§ **PROBLEM TO WORK ON**: Search each line below for the word "double" and list those that contain it.

*** Opening of STORED DATA ***

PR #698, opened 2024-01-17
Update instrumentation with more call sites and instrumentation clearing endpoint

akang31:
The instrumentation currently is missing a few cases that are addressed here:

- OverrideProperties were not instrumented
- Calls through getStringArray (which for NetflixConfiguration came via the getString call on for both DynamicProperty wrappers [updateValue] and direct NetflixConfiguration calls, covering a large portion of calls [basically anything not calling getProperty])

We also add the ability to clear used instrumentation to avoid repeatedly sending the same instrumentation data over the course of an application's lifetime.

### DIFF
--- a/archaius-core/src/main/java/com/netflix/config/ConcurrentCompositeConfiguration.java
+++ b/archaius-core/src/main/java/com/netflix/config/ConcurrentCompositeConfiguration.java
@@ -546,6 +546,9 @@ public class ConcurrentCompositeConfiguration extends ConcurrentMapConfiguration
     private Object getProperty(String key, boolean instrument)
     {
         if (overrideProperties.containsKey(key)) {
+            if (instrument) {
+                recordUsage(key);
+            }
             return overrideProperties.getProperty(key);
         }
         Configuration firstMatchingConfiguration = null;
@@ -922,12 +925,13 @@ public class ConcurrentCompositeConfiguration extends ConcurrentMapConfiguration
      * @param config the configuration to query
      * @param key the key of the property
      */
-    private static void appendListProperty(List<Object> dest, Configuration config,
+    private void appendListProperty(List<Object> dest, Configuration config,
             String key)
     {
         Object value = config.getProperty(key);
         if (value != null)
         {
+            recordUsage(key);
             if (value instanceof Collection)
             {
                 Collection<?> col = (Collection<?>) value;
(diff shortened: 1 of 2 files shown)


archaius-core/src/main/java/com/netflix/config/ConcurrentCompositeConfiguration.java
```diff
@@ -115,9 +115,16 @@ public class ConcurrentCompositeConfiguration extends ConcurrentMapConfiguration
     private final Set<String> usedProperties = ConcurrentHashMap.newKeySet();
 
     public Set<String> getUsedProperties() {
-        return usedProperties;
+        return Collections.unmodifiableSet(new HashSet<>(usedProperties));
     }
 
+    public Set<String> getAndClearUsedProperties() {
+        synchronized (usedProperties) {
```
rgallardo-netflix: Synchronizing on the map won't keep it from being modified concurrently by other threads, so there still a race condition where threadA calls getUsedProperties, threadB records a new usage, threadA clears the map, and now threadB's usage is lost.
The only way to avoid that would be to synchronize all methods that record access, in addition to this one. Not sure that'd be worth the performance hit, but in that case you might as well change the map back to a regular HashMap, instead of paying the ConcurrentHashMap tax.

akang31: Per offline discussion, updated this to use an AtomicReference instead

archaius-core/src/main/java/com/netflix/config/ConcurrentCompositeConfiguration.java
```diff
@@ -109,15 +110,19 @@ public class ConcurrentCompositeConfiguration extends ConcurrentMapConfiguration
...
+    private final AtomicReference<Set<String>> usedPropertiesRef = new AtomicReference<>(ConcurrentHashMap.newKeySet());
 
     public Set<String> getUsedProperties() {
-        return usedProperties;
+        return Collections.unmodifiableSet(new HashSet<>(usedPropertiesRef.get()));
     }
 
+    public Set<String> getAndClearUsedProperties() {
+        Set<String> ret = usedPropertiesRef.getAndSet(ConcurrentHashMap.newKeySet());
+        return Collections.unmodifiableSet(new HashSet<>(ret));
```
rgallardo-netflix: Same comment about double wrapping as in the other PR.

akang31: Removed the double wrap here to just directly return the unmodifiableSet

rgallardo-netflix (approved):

*** Close of STORED DATA ***

§ **RESPONSE BELOW**:
rgallardo-netflix: Same comment about double wrapping as in the other PR.
akang31: Removed the double wrap here to just directly return the unmodifiableSet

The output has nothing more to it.